His salon fit right into a suburb that had multiculturalised right under the white noses of the residents. An Italian laundry here, a Chinese restaurant (that serves Australian cuisine as well, natch) there, and a Greek hair salon right in the middle.
A friendly, ebullient character, everybody came to know him. The women loved him, the young men respected him, and the old ones still gave him sideways glances. He didn’t care – he’d outlive them.
“I still had my ladies,” he’d recall fifty years later. Some of his city customers had crossed the ditch, but he’d found an all-new community waiting to unload on him. He’d become family as he’d get to know the women, their children, and their children.
I came to this little shop for 25 years to get my hair cut. Always the same style: the Jon Arbuckle. In that time, I went from sitting in the baby chair and chucking a tantrum whenever it was time for a trim, to coming on my own, mainly for the conversation. As the years went on, he revealed more about himself and his life. It fascinated me.
“The hardest part,” he told me the last time I saw him “was that as the years passed, my ladies would…”
He paused. It was difficult.
“They’d stop coming in.”
Very true. Belfield is a very different suburb to what it was even ten years ago, let alone 30. Let alone 50. My grandmother was one of his women, so familiar that it seemed like they’d always be around.
But now she’s gone, and so is he.
“This is it,” he’d said. What? How? Why would you sell?
“I sold years ago,” he confessed. He’d been renting ever since.
I was stunned. Was I destined to never get a haircut again? “You can come to my house if you still want me to cut your hair,” he’d offered, but the look in his eyes suggested we both knew it would never happen. It was a kind gesture, but not the kind you actually take up. No need to be a servant in your own house.

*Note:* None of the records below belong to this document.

PR #131, opened 2021-06-15
NameSignal refactor and a few improvements

juanmardefago:
* Added `signal` values to the `NameSignal` entity. This was done so that the `Curator` entity could then have an accurate depiction of the total average cost basis and total signal values.
* Added all related `averageCostBasis` fields for `signal` on the `NameSignal` entity.
* `totalSignalAverageCostBasis` and `totalSignal` on the `Curator` entity now correctly depicts signals independently of where they where actually signalled from (GNS or Curation contracts). `totalNameSignalAverageCostBasis` and `totalNameSignal` will still be valid and only track those amounts related only to the name signals (GNS).
* Fixed an issue where the `nameSignal` would be 0, but the average cost basis field still had a non-zero value.

### DIFF
--- a/schema.graphql
+++ b/schema.graphql
@@ -320,6 +320,8 @@ type Subgraph @entity {
   currentSignalledTokens: BigInt!
   "The CURRENT name signal amount for this subgraph"
   nameSignalAmount: BigInt!
+  "Current amount of version signal managed by the name pool"
+  signalAmount: BigInt!
   "Reserve ratio of the name curation curve. In parts per million"
   reserveRatio: Int!
   "Tokens that can be withdrawn once the Subgraph is deprecated"
--- a/schema.graphql
+++ b/schema.graphql
@@ -330,6 +330,8 @@ type Subgraph @entity {
   withdrawnTokens: BigInt!
   "Curators of this subgraph deployment"
   nameSignals: [NameSignal!]! @derivedFrom(field: "subgraph")
+  "Total amount of NameSignal entities"
+  nameSignalCount: Int!
 
   # Metadata from IPFS linked in GNS
   "Subgraph metadata"
@@ -882,6 +884,18 @@ type NameSignal @entity {
   signalAverageCostBasis: BigDecimal!
   "signalAverageCostBasis / signal"
   signalAverageCostBasisPerSignal: BigDecimal!
+}
+
+"""
+Auxiliary entity to be able to batch update NameSignal entities
+"""
+type NameSignalSubgraphRelation @entity {
+  "Subgraph ID + index"
+  id:ID!
+
+  nameSignal: NameSignal!
+
+  subgraph: Subgraph!
 }
 
 """
--- a/schema.graphql
+++ b/schema.graphql
@@ -865,7 +865,7 @@ type NameSignal @entity {
   "Shares of the name pool (GNS) that the curator has from signaling their GRT"
   nameSignal: BigInt!
   "Actual signal shares that the name pool minted with the GRT provided by the curator"
-  signal: BigInt!
+  signal: BigDecimal!
 
   # Metrics
   "Block for which the curator last entered or exited the curve"
@@ -874,6 +874,11 @@ type NameSignal @entity {
   # unrealized gains for their current balance, based on the time since the last exit/entry of the curve
   "Summation of realized rewards from before the last time the curator entered the curation curve"
   realizedRewards: BigInt!
+
+  "[DEPRECATED] Curator average cost basis for this name signal on this subgraph. New field for further versions will be nameSignalAverageCostBasis"
+  averageCostBasis: BigDecimal! # note this is ONLY name signal. This is okay for the protocol for now
+  "[DEPRECATED] nameSignalAverageCostBasis / nameSignal. New field for further versions will be nameSignalAverageCostBasisPerSignal"
+  averageCostBasisPerSignal: BigDecimal!
 
   "Curator average cost basis for this name signal on this subgraph"
   nameSignalAverageCostBasis: BigDecimal! # note this is ONLY name signal. This is okay for the protocol for now
--- a/schema.graphql
+++ b/schema.graphql
@@ -316,6 +316,8 @@ type Subgraph @entity {
   signalledTokens: BigInt!
   "CUMULATIVE unsignalled tokens on this subgraph all time"
   unsignalledTokens: BigInt!
+  "CURRENT amount of tokens signalled on this subgraph. Only accounts for signalling done through GNS (name signalling)"
+  currentSignalledTokens: BigInt!
   "The CURRENT name signal amount for this subgraph"
   nameSignalAmount: BigInt!
   "Reserve ratio of the name curation curve. In parts per million"
@@ -772,15 +774,16 @@ type Curator @entity {
   totalReturn: BigDecimal!
   "NOT IMPLEMENTED - Signaling efficiency of the curator"
   signalingEfficiency: BigDecimal!
+
   "CURRENT summed name signal for all bonding curves"
   totalNameSignal: BigDecimal!
-  "Total curator cost basis of all shares purchased on all bonding curves"
+  "Total curator cost basis of all shares of name pools purchased on all bonding curves"
   totalNameSignalAverageCostBasis: BigDecimal!
   "totalNameSignalAverageCostBasis / totalNameSignal"
   totalAverageCostBasisPerNameSignal: BigDecimal!
   "CURRENT summed signal for all bonding curves"
   totalSignal: BigDecimal!
-  "Total curator cost basis of all shares purchased on all bonding curves"
+  "Total curator cost basis of all version signal shares purchased on all bonding curves. Includes those purchased through GNS name pools"
   totalSignalAverageCostBasis: BigDecimal!
   "totalSignalAverageCostBasis / totalSignal"
   totalAverageCostBasisPerSignal: BigDecimal!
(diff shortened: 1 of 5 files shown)


schema.graphql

What would he do now? He’d been scaling back the business for a long time. Once, the workload had been heavy enough that he’d hired an assistant, but Toni had long since gone. He’d said he didn’t take new customers anymore, either. It was too hard, pointless to get attached. It was his great strength and his ultimate weakness, that attachment.
So many Saturday mornings I’d spent in that chair, hair down to my shoulders, waiting for my turn. While I waited, he’d chat to me, or Mrs. Braithwaite, or Brett (who’d done time once and it had broken his heart). In all my years of going there I never saw the same “regular” in there twice, such was the expanse of his network.
On that final Saturday, we chatted out the back while he had a smoke. As a kid I’d always wondered about that back area. Turns out it was plastered with pictures of his own kids and grandkids, old salon paraphernalia, photos from his many overseas trips, and a radio constantly blasting ABC 702.
I’d thanked him for the last haircut he’d ever give me, and told him to keep the change. We shook hands, then embraced.
In my youth, I shed many tears in this place in vain attempts to avoid haircuts. As an adult, I shed one more.
The worst part is that two years later, it’s still for lease. I haven’t had a haircut in two years.